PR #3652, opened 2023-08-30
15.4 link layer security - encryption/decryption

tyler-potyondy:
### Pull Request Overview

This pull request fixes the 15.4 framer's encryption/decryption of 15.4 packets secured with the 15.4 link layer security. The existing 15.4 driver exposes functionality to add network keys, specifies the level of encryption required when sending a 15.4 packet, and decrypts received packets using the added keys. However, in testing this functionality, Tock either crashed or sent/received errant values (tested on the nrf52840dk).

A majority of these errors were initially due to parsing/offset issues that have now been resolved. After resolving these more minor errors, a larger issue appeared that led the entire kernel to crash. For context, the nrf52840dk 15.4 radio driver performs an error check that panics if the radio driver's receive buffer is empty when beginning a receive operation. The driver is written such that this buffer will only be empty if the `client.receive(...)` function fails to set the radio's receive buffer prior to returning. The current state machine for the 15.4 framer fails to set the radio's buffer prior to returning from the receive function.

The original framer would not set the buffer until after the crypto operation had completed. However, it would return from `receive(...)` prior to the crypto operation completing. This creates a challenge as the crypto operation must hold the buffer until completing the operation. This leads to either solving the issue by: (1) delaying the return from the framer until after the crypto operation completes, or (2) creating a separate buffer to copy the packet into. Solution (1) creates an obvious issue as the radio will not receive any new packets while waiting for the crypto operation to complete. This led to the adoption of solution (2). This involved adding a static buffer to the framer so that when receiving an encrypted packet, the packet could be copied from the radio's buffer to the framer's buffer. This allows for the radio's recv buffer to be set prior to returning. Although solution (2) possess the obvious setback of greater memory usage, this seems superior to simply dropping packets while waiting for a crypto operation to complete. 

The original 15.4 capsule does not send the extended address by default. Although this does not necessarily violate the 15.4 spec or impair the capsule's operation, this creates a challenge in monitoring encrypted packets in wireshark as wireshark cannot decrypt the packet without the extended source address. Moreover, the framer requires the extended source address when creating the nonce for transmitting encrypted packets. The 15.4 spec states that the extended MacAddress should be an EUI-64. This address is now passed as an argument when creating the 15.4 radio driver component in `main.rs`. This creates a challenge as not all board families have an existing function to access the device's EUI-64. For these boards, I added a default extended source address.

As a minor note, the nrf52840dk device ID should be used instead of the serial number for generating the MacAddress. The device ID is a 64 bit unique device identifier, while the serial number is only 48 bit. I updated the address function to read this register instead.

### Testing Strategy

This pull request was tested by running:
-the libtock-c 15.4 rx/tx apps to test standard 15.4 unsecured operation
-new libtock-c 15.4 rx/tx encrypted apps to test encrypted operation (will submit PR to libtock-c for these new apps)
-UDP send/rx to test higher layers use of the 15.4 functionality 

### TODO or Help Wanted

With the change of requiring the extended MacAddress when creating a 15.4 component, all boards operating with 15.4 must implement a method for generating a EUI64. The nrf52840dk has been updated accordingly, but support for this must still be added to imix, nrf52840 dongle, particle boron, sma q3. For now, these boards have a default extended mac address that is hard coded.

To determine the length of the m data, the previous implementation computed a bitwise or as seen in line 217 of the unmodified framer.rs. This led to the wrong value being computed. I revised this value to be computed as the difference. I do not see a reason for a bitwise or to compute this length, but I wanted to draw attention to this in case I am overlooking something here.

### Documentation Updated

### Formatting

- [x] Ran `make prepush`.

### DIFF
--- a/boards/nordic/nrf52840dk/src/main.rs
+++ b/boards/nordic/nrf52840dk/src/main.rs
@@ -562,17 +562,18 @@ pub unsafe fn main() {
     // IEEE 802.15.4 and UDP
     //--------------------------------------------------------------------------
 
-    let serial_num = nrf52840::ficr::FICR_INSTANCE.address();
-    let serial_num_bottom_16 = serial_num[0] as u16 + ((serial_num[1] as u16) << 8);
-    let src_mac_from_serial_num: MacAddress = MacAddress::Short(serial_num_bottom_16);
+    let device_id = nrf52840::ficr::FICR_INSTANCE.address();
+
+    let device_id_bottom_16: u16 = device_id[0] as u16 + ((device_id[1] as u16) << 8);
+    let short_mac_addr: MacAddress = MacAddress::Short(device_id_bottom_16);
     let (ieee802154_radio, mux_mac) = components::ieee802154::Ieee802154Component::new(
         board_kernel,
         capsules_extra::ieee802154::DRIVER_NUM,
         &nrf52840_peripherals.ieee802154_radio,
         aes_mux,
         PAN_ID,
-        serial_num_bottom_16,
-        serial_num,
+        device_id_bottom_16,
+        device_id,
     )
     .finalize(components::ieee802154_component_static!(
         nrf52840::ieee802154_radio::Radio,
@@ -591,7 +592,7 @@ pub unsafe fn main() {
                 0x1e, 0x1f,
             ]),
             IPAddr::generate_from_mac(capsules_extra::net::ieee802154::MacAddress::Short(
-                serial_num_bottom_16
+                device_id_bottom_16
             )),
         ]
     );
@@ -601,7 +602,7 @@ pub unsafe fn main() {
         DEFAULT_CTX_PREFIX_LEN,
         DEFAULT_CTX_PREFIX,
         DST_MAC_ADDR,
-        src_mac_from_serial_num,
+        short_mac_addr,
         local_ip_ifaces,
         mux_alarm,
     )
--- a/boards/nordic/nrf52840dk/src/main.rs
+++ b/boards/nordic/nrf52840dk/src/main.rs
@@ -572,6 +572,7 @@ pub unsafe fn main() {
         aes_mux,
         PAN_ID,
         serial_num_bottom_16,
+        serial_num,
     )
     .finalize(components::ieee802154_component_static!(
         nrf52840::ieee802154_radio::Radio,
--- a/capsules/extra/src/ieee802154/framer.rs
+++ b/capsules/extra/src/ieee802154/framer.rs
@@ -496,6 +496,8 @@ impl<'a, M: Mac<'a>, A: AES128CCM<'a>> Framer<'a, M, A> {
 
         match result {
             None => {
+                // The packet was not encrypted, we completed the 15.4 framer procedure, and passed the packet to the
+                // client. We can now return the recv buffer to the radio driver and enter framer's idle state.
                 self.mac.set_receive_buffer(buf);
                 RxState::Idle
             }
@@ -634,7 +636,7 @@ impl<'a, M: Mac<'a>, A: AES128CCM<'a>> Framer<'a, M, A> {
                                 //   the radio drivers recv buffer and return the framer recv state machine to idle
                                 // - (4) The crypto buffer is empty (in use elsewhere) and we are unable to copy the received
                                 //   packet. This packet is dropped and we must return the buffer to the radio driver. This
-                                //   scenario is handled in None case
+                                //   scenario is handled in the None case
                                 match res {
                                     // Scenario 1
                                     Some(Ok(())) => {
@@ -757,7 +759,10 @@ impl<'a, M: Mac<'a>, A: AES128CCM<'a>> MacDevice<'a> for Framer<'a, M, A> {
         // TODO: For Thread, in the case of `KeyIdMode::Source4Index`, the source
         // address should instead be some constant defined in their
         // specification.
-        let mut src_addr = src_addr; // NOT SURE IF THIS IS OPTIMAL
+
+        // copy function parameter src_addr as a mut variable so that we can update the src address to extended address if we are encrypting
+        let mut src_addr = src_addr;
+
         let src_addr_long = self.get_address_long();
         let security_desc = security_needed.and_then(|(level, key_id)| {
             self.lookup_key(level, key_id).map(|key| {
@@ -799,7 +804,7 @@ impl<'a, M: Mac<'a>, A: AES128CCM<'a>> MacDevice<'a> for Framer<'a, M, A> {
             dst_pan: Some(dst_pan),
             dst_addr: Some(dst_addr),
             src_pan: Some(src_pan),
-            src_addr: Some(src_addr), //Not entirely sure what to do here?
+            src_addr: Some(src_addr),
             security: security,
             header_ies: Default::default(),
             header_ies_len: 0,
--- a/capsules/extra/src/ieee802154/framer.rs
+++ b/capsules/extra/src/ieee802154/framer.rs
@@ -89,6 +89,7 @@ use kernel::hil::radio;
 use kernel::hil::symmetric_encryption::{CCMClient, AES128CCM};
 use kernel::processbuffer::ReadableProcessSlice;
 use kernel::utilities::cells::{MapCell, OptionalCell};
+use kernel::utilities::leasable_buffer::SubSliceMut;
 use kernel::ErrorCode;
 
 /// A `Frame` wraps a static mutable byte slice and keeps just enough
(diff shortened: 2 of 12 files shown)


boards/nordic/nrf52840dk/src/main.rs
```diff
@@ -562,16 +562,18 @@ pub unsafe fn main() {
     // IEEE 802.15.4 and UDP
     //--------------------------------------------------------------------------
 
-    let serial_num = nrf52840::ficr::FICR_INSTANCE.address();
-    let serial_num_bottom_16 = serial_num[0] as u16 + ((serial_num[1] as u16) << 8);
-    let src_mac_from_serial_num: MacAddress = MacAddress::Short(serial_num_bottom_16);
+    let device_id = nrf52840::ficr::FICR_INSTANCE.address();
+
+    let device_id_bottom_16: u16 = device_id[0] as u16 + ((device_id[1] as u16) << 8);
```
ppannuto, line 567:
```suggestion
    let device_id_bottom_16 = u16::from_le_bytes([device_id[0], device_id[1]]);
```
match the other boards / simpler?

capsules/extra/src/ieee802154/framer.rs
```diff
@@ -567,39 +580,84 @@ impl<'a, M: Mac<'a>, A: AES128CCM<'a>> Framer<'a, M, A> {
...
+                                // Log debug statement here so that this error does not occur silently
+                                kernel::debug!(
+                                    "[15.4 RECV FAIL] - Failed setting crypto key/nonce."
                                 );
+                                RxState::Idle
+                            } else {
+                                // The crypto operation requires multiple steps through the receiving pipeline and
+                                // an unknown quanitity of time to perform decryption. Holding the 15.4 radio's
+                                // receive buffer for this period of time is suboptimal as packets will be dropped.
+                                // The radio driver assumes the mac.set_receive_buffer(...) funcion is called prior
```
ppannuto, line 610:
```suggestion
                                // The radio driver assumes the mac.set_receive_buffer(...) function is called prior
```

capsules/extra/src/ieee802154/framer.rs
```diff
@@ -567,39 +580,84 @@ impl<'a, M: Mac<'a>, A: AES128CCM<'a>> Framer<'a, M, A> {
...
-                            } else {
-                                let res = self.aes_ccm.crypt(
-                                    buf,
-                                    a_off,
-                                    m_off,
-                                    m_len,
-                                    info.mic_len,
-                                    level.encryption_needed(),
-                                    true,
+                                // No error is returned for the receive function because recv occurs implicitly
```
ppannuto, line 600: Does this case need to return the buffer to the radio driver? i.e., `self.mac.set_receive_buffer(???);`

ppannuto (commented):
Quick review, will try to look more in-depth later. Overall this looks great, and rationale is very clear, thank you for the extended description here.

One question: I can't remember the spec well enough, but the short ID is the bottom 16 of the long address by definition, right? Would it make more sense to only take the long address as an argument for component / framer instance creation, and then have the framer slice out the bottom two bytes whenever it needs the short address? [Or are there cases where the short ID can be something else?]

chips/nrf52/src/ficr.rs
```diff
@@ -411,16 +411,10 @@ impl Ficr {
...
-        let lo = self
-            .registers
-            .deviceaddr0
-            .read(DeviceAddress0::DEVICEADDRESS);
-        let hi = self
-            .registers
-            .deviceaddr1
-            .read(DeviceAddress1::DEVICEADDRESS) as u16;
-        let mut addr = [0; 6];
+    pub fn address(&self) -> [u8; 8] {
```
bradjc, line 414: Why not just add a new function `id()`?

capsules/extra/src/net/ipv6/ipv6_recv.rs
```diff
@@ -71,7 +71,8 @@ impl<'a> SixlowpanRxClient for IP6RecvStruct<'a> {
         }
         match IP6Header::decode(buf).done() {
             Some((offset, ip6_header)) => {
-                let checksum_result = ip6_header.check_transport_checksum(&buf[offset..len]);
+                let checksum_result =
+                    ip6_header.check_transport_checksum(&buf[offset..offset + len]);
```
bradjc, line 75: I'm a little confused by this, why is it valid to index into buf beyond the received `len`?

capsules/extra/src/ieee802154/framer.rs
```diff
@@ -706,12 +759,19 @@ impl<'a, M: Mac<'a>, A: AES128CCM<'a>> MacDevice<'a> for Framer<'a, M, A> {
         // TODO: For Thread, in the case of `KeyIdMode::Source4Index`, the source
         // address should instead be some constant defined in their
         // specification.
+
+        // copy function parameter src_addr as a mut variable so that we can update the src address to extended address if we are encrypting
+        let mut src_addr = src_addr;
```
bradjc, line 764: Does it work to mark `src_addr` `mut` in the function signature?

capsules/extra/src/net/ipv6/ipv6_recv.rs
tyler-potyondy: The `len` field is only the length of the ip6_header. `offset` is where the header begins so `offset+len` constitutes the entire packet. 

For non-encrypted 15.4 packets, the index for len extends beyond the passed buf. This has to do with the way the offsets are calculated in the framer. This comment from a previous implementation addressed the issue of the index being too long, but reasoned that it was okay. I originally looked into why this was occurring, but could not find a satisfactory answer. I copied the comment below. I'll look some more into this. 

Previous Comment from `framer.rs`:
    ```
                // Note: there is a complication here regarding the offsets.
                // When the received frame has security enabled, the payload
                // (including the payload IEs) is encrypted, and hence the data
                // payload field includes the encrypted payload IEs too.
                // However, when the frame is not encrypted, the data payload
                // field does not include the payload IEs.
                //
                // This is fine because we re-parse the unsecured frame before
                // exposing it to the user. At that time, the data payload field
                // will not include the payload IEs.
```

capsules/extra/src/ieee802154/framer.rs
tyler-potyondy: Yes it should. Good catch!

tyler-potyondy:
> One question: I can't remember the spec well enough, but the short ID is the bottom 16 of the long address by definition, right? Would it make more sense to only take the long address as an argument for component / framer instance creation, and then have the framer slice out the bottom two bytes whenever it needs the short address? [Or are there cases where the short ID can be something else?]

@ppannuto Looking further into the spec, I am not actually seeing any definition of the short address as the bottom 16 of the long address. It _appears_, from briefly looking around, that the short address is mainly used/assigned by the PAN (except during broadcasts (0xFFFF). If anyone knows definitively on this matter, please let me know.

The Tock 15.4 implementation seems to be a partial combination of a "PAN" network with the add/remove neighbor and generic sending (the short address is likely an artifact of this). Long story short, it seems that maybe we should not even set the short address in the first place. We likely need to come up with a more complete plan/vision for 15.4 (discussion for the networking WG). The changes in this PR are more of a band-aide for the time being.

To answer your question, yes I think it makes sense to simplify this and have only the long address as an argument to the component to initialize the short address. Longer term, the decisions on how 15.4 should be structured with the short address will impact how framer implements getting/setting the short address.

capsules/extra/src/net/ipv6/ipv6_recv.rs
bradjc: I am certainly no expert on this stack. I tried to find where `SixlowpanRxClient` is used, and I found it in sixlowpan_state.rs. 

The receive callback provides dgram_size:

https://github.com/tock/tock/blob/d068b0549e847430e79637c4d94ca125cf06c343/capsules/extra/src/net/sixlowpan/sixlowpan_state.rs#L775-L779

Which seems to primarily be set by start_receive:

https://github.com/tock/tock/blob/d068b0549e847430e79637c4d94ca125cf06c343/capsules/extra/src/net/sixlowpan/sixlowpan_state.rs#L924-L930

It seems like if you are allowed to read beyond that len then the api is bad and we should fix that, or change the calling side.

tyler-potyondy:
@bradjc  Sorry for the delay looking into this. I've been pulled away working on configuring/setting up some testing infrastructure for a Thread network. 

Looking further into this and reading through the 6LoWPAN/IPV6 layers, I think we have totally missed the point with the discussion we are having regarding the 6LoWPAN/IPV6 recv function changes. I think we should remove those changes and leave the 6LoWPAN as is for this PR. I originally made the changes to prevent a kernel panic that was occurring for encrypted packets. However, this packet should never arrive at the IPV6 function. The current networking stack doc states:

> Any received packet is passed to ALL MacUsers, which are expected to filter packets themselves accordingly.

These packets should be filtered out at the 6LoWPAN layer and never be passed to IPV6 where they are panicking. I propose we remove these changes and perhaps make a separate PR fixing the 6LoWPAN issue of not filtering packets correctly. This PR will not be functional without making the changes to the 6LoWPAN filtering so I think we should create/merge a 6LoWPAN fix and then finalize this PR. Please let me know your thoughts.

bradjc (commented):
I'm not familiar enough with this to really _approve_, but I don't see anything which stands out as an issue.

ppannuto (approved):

....

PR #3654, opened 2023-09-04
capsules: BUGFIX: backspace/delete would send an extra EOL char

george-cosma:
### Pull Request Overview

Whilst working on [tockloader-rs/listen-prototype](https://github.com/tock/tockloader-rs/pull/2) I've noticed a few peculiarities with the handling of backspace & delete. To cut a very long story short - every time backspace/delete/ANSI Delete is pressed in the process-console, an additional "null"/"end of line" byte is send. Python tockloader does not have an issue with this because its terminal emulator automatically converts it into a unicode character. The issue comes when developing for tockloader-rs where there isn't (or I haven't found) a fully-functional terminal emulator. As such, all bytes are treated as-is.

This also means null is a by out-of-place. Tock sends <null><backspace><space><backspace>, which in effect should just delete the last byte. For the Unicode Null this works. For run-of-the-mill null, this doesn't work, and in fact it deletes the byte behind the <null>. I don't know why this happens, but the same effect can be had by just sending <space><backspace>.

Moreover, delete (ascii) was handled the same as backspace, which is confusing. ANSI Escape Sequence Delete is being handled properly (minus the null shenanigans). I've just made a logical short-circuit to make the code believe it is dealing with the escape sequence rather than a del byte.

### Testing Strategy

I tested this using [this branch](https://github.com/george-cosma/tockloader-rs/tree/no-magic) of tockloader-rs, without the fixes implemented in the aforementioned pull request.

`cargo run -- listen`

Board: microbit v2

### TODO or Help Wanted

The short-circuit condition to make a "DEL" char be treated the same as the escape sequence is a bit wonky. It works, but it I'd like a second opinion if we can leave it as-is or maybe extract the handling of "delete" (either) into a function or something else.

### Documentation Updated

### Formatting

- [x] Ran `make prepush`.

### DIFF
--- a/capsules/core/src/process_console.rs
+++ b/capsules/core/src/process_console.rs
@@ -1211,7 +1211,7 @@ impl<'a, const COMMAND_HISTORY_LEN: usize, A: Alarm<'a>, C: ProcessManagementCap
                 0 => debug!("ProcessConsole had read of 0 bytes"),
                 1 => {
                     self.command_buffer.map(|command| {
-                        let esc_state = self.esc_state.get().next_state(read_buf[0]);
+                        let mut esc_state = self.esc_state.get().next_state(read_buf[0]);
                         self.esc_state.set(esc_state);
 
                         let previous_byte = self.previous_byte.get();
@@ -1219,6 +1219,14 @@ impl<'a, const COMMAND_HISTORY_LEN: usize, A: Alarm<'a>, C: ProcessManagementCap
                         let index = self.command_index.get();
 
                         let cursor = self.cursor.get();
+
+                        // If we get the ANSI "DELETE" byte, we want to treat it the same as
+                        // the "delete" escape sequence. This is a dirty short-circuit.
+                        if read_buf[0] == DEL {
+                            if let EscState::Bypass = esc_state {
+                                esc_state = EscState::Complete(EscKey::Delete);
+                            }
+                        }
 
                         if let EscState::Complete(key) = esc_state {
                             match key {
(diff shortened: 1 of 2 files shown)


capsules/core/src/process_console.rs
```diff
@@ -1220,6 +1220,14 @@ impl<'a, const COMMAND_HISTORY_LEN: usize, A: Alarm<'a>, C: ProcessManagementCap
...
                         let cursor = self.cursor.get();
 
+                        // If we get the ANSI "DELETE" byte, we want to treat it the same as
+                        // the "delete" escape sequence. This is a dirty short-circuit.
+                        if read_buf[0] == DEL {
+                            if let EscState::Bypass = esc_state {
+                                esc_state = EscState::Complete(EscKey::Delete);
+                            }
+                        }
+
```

....

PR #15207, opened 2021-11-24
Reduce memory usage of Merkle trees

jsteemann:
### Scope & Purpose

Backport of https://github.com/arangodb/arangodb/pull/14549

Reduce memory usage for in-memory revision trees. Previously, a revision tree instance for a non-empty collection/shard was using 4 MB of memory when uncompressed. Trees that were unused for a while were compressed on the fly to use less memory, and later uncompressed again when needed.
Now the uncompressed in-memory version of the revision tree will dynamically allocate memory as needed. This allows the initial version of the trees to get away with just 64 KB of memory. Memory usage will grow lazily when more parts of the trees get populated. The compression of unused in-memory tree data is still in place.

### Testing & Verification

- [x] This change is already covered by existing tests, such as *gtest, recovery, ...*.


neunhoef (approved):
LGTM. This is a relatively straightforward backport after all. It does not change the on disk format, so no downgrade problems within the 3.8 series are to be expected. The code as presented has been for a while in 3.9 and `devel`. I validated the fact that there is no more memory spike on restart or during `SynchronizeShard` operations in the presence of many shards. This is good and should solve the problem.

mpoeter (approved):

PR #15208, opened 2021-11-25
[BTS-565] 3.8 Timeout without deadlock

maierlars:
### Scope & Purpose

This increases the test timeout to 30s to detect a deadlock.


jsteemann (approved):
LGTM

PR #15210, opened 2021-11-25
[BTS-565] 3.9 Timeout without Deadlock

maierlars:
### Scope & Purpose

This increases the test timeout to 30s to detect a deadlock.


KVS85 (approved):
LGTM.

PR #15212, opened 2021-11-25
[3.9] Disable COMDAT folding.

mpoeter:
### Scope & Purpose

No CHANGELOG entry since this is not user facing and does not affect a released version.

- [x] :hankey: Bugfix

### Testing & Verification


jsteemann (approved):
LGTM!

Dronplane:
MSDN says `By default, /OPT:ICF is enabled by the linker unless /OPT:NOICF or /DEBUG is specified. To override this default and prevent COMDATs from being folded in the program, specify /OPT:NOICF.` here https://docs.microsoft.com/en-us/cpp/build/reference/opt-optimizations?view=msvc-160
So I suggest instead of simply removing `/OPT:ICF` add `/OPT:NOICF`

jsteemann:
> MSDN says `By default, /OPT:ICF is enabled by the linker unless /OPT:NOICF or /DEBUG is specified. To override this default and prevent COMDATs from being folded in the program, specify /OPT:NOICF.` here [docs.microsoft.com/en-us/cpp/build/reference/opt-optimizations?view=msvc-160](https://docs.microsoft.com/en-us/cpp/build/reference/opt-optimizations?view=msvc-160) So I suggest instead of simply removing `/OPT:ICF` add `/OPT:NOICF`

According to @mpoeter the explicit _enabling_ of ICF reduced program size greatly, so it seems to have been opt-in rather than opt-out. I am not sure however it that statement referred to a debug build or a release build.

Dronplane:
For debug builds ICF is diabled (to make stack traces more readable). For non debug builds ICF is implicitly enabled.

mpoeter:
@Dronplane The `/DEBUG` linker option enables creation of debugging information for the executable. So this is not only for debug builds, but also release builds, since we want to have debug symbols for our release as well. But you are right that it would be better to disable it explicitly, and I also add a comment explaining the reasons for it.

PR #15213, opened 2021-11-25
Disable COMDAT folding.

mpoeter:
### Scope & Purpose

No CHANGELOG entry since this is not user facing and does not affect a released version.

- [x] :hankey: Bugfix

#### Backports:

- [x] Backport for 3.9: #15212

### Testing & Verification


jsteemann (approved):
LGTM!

....

- DESCRIPTION OF THE TASK
Scan the listing above. Collect all lines with the word "generating".

- TASK RESULT
As a minor note, the nrf52840dk device ID should be used instead of the serial number for generating the MacAddress. The device ID is a 64 bit unique device identifier, while the serial number is only 48 bit. I updated the address function to read this register instead.
With the change of requiring the extended MacAddress when creating a 15.4 component, all boards operating with 15.4 must implement a method for generating a EUI64. The nrf52840dk has been updated accordingly, but support for this must still be added to imix, nrf52840 dongle, particle boron, sma q3. For now, these boards have a default extended mac address that is hard coded.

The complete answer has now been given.